▶ **Problem to work on**
Read the records below. Copy each line where the string "representation" occurs.

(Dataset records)
-----
PR #749, opened 2020-08-31
Minimal nix-shell script

pepeiborra:
Ideally we should have a Nix CI job too, but I haven't got around to that yet.


shell.nix
```diff
@@ -0,0 +1,107 @@
...
+          time
+          transformers
+          typed-process
+          unordered-containers
+          utf8-string
+          yaml
+         ]);
+in
+stdenv.mkDerivation {
+  name = "haskell-language-server";
```
adamse, line 88: ghcide?

shell.nix
```diff
@@ -0,0 +1,107 @@
...
+
+{ sources ? import nix/sources.nix,
+  nixpkgs ? import sources.nixpkgs {},
+  compiler ? "default",
+  hoogle ? false
+ }:
+with nixpkgs;
+
+let defaultCompiler = "ghc" + lib.replaceStrings ["."] [""] haskellPackages.ghc.version;
+    haskellPackagesForProject = p:
```
adamse, line 26: this bit was a bit confusing, but I see why. Otoh, why not let nix build the dependecies?

adamse (approved):
I tested it: `nix-shell` and then `cabal update && cabal build exe:ghcide`.

It seems to work.

(I could also load the ghcide source with the build product)

adamse (commented):
xxx

shell.nix
pepeiborra: We let Nix download the dependencies! We don't want Nix to build them, it's slow and often wrong, since it doesn't do constraint solving.

shell.nix
pepeiborra: Thanks!

wz1000 (approved):

mpickering:
It might get a bit annoying having to manually update the list of haskell dependencies.. the shell.nix file which I use locally is quite a lot like this but doesn't provide a compiler with any packages so cabal builds the Haskel dependencies.

PR #750, opened 2020-09-01
CI: remove (internal) DA Slack notifications

garyverhaegen-da:
With the repo now officially transferred from Digital Asset's control to the open-source Haskell organization, there is no good reason for master builds to ping DA anymore. This (the corresponding Slack token "secret") is also the only piece of non-open-source configuration in the existing build process, so it needs to be removed before the CI can be transferred.


ndmitchell (approved):

cocreature (approved):
Thanks!

Issue #840, opened 2019-08-12
reset zoom at sync line charts


HesamZamanpour:
The problem occur while you follow described scenario at bellow:
1- create some sync line charts or use from this link : https://apexcharts.com/javascript-chart-demos/line-charts/syncing-charts/
2- zoom in one of sync line charts
3- zoom in another one of sync line charts
4- click on reset zoom button of one of charts

the problem : 
the chart that zoomed at third step of scenario do not back to its first xaxis range

recommended solution:
I think changing "revertDefaultAxisMinMax" function to bellow will fix this issue
"
var t = this.w;
var min = this.opts.xaxis.min || (Apex.xaxis && Apex.xaxis.min)
var max = this.opts.xaxis.max || (Apex.xaxis && Apex.xaxis.max)
t.config.xaxis.min = min, t.config.xaxis.max = max, t.config.yaxis.map(function (e, i) { t.globals.zoomed && void 0 !== t.globals.lastYAxis[i] && (e.min = t.globals.lastYAxis[i].min, e.max = t.globals.lastYAxis[i].max) })
"

yingchauw:
React-wrapper ( react-apexcharts 1.3.3 ) seems to have similar issues. 
When I update the options ( the value of x-axis min/max from undefined to timestamp value )  for the timeline chart after componentDidMount(). And then I check the reset button, I saw it triggered zoomed and found min/max were also undefined. Might I seek from your help? Thanks HesamZamanpour

yingchauw:
React-wrapper ( react-apexcharts 1.3.3 ) seems to have similar issues.
When I update the options for the timeline chart after componentDidMount().

And then I click the reset button without other's actions, the chart triggered zoomed functions and the value of min/max in x-axis were also undefined. Might I seek from your help? Thanks.

CodeSandBox
https://codesandbox.io/s/react-basic-example-4snwv

PR #870, opened 2019-08-27
fix reset zoom bug at sync line charts

HesamZamanpour:
#840 
reset zoom at sync line charts


junedchhipa:
Thank you for the fix.
Please make the change in `src/apexcharts.js` instead of `dist`

PR #942, opened 2019-09-29
Take into account value offset when calculating the height of radial bar - fixes #930

### LINKED ISSUE #930: Incorrect height for Radial Bar
Radial Bar height is sometimes calculated incorrectly, potentially cutting off values/labels. The height seems to be especially off when using `startAngle: -90`.
I've created a basic codepen that demonstrates the issue here:
https://codepen.io/aldis-ameriks/pen/qBWLxbK

I encountered the issue after bumping apexchart version to 3.8.6, the problem goes away after downgrading to 3.8.5.

aldis-ameriks:
I'm using apexcharts to render couple of semi-circle radial bars. After bumping version to 3.8.6, I noticed that the value texts get cut off because I'm rendering values slightly below the bar using positive `offsetY`. After a little digging, I noticed that the placelement of the value is not taken into account when calculating the height of the radial bar. It was not taken into account prior 3.8.6 version too, however, there seemed to be a constant spacing added for height, which was enough for my needs.

This PR adds functionality to include the value `offsetY` into the height calculation and sizing it appropriately, depending on the used angle. I'm not sure, but I suppose it may make sense to apply similar logic to other radial data labels.

Behaviour remains unchanged for full circle radial bars and if value offset is 0 or negative (thus shouldn't stretch the height downwards). And also when value text is not visible.

And of course, feel free to reject the PR if the change would cause other issues and/or is unwanted. Cheers!

Fixes #930 

## Type of change

## Checklist:

### DIFF
--- a/src/charts/Radial.js
+++ b/src/charts/Radial.js
@@ -94,7 +94,19 @@ class Radial extends Pie {
       )
     }
 
-    w.globals.radialSize = size - size / (360 / (360 - totalAngle))
+    const angleRatio = (360 - totalAngle) / 360
+
+    w.globals.radialSize = size - size * angleRatio
+
+    if (
+      this.radialDataLabels.value.show &&
+      this.radialDataLabels.value.offsetY > 0
+    ) {
+      const offset = this.radialDataLabels.name.show
+        ? this.radialDataLabels.value.offsetY + 16 // Additional offset when name label is rendered
+        : this.radialDataLabels.value.offsetY
+      w.globals.radialSize += offset * angleRatio
+    }
 
     elSeries.add(elG.g)
 


aldis-ameriks:
Before the changes and using `offsetY: 20` for the value
semi-circle-chart-before

After the changes and using `offsetY: 20` for the value
semi-circle-chart-after

aldis-ameriks:
For context, here is my use case how I'm rendering values below radial bar.
image

junedchhipa:
Hi @aldis-ameriks 
Thanks for your contribution. I pulled your code and tested it with other use-cases.
Unfortunately, it created some issues for other configuration. 
However, extending your code, I solved the issue through other ways.

Will be pushing the new fixes soon.

PR #961, opened 2019-10-05
fix reset zoom bug at sync line charts

HesamZamanpour:
#870 #840


HesamZamanpour:
sorry, because of wrong deleting previous branch i made that branch another time and changed `src/apexcharts.js` #870

PR #1128, opened 2019-12-11
Add filterSeries and updateAnnotations

ThinkSalat:
filterSeries: Allow filtering the series by passing a callback which receives the current series and returning the series you'd like the chart to use

updateAnnotations: passes the current annotations to a callback function allowing user to return annotations they wish to keep displayed. Currently if you have more than one type of annotation and want to remove only one, it's impossible.


ThinkSalat:
Can we get these features added? It barely changes anything and it would be very useful for your users.

src/apexcharts.js
```diff
@@ -706,15 +726,16 @@ export default class ApexCharts {
   revertDefaultAxisMinMax() {
     const w = this.w
 
-    w.config.xaxis.min = this.opts.xaxis.min || (Apex.xaxis && Apex.xaxis.min)
-    w.config.xaxis.max = this.opts.xaxis.max || (Apex.xaxis && Apex.xaxis.max)
+    w.config.xaxis.min = w.globals.lastXAxis.min
```
junedchhipa: @ThinkSalat This was old code and was reverted due to some issues. Can you please explain why this change is required?

ThinkSalat: Oh, I didn't touch that. I might have pulled down an older release or something?

junedchhipa: Yes, that's a possibility.
Can you please pull the latest master branch and send a new PR?

junedchhipa:
Closing due to inactivity.
Also, updateAnnotations will require more cleanup, hence removing and adding again is safest for now.

PR #1486, opened 2020-04-10
Fix for incorrect representation when using logarithmic scale

### LINKED ISSUE #1483: Incorrect representation when using logarithmic scale
# Bug report

When enabling logarithmic scale for the y-axis the data is not plotted correctly: the values of the logarithmic scale do not match the representation, they seem to be off by about a 10%.

Tried with various types of xaxis, all with the same result (categorey, numerical, datetime). If the logarithmic scale is switched off the representation is correct.

## Codepen

https://codepen.io/llmora/pen/ZEbEVmJ

## Explanation

**- What is the behavior you expect?**

The data points plotted should be aligned with the y-axis scale.

**- What is happening instead?**

The data points are plotted below the y-axis scale value (for instance for a value of 10 it is plotted at around the value of 9, a value of 100 is plotted around the value of 90, etc.)

**- What error message are you getting?**

No error message displayed or in the console. Tried going back all the way to v2.0.0

llmora:
# New Pull Request

When y-axis ticks are generated for logarithmic scales it does not take into account that ticks must be on power of 10 and above the max-y value. This results in data is not plotted correctly: the values of the logarithmic scale do not match the representation.

Fixes #1483

## Type of change

## Checklist:


junedchhipa:
What if the user needs to have a `min` value in log scale?

src/modules/Scales.js
```diff
@@ -152,45 +152,15 @@ export default class Range {
     }
   }
 
-  logarithmicScale(index, yMin, yMax, ticks) {
-    if (yMin < 0 || yMin === Number.MIN_VALUE) yMin = 0.01
+  logarithmicScale(yMax) {
+    let logs = []
```
PhilippMeissner, line 156:
```suggestion
    const logs = []
```

src/modules/Scales.js
```diff
@@ -152,45 +152,15 @@ export default class Range {
...
 
-    const base = 10
+    let ticks = Math.ceil(Math.log10(yMax)) + 1; // Get powers of 10 up to our max, and then one more
```
PhilippMeissner, line 158:
```suggestion
    const ticks = Math.ceil(Math.log10(yMax)) + 1; // Get powers of 10 up to our max, and then one more
```

PR #1489, opened 2020-04-11
Fix wrong polish translation of zoomOut

fracz:
"Oddaj" means "give back"
"Oddal" means "zoom out" :-)


junedchhipa:
Thank you for pointing this out!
-----
▶ **Result for this task**
Fix for incorrect representation when using logarithmic scale
### LINKED ISSUE #1483: Incorrect representation when using logarithmic scale
When enabling logarithmic scale for the y-axis the data is not plotted correctly: the values of the logarithmic scale do not match the representation, they seem to be off by about a 10%.
Tried with various types of xaxis, all with the same result (categorey, numerical, datetime). If the logarithmic scale is switched off the representation is correct.
When y-axis ticks are generated for logarithmic scales it does not take into account that ticks must be on power of 10 and above the max-y value. This results in data is not plotted correctly: the values of the logarithmic scale do not match the representation.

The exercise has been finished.